20. Word Ladder

题目

Given two words (beginWord and endWord), and a dictionary's word list, find the length of shortest transformation sequence from beginWord to endWord, such that:

Only one letter can be changed at a time.
Each transformed word must exist in the word list. Note that beginWord is not a transformed word.

For example,

Given:
beginWord = "hit"
endWord = "cog"
wordList = ["hot","dot","dog","lot","log","cog"]

As one shortest transformation is "hit" -> "hot" -> "dot" -> "dog" -> "cog",
return its length 5.

Note:

• Return 0 if there is no such transformation sequence.
• All words have the same length.
• All words contain only lowercase alphabetic characters.
• You may assume no duplicates in the word list.
• You may assume beginWord and endWord are non-empty and are not the same.

解题之法

class Solution {
public:
    int ladderLength(string beginWord, string endWord, unordered_set<string>& wordDict) {
        wordDict.insert(endWord);
        queue<string> toVisit;
        addNextWords(beginWord, wordDict, toVisit);
        int dist = 2;
        while (!toVisit.empty()) {
            int num = toVisit.size();
            for (int i = 0; i < num; i++) {
                string word = toVisit.front();
                toVisit.pop();
                if (word == endWord) return dist;
                addNextWords(word, wordDict, toVisit);
            }
            dist++;
        }
    }
private:
    void addNextWords(string word, unordered_set<string>& wordDict, queue<string>& toVisit) {
        wordDict.erase(word);
        for (int p = 0; p < (int)word.length(); p++) {
            char letter = word[p];
            for (int k = 0; k < 26; k++) { 
                word[p] = 'a' + k;
                if (wordDict.find(word) != wordDict.end()) {
                    toVisit.push(word);
                    wordDict.erase(word);
                }
            }
            word[p] = letter;
        } 
    } 
};

分析

This problem has a nice BFS structure.

Let's see the example in the problem statement.

start = "hit"

end = "cog"

dict = ["hot", "dot", "dog", "lot", "log"]

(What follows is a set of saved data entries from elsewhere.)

PR #74, opened 2022-04-24
[type] Add alias to StructTag for compatibility with old serialized json

jolestar:
## Motivation

Add an alias to StructTag for compatibility with old serialized json.

When the TypeTag add serde(rename = "u8"), this break the compatibility with old version, so add a alias = "U8" for compatibility.

I try to fix this in https://github.com/diem/move/pull/106, but I find it fixed by https://github.com/diem/move/pull/127, so I closed my PR.

```
 #[serde(rename(serialize = "u8", deserialize = "U8"))]
    U8,
```

But I find it was changed back to lowercase in https://github.com/diem/move/pull/153.

I think the right approach to keep compatibility is to add the `alias` other than adding the `deserialize`.

@areshand please help to review this.

(Write your answer here.)
Yes

## Test Plan

Add a unit test.

### DIFF
--- a/language/move-core/types/src/language_storage.rs
+++ b/language/move-core/types/src/language_storage.rs
@@ -18,21 +18,22 @@ pub const CORE_CODE_ADDRESS: AccountAddress = AccountAddress::ONE;
 
 #[derive(Serialize, Deserialize, Debug, PartialEq, Hash, Eq, Clone, PartialOrd, Ord)]
 pub enum TypeTag {
-    #[serde(rename(serialize = "bool", deserialize = "bool"))]
+    // alias for compatibility with old json serialized data.
+    #[serde(rename = "bool", alias = "Bool")]
     Bool,
-    #[serde(rename(serialize = "u8", deserialize = "u8"))]
+    #[serde(rename = "u8", alias = "U8")]
     U8,
-    #[serde(rename(serialize = "u64", deserialize = "u64"))]
+    #[serde(rename = "u64", alias = "U64")]
     U64,
-    #[serde(rename(serialize = "u128", deserialize = "u128"))]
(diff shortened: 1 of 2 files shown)


language/move-core/types/src/language_storage.rs
```diff
@@ -41,8 +42,8 @@ pub struct StructTag {
     pub address: AccountAddress,
     pub module: Identifier,
     pub name: Identifier,
-    // TODO: rename to "type_args" (or better "ty_args"?)
-    #[serde(rename(serialize = "type_args", deserialize = "type_args"))]
+    // alias for compatibility with old json serialized data.
```
tnowacki, line 45: Can you add back the TODO?

tnowacki (commented):
I don't really know why this was last changed so, 
@areshand and @sblackshear from  https://github.com/diem/move/pull/153

language/move-core/types/src/language_storage.rs
areshand: The reason this changed was we use **serde-reflection** to generate rust code from the YAML file generated from **serde**. If the YAML file use lowercaswe, serde-reflection will fail since the lowcase is reserved for keywords. We previously though we could just alias or deserialized to serialize to lowercase while deserialized back to uppercase. But it doesn't work as expected since serde-reflection doesn't  know how serde want to deserialize. We just endup hack our serde-reflection to make the rust generation work. 

In terms of @jolestar's change, It lgtm and it shouldn't break our serde-reflection as well since the generated YAML file doesn't change.

jolestar: @tnowacki Add the TODO back. I mistakenly thought adding `serde(rename)` finished the renaming.

tnowacki (approved):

Since only one letter can be changed at a time, if we start from "hit", we can only change to those words which have only one different letter from it, like "hot". Putting in graph-theoretic terms, we can say that "hot" is a neighbor of "hit".

The idea is simple to begin from start, then visit its neighbors, then the non-visited neighbors of its neighbors... Well, this is just the typical BFS structure.

To simplify the problem, we insert end into dict. Once we meet end during the BFS, we know we have found the answer. We maintain a variable dist for the current distance of the transformation and update it by dist++ after we finish a round of BFS search (note that it should fit the definition of the distance in the problem statement). Also, to avoid visiting a word for more than once, we erase it from dict once it is visited.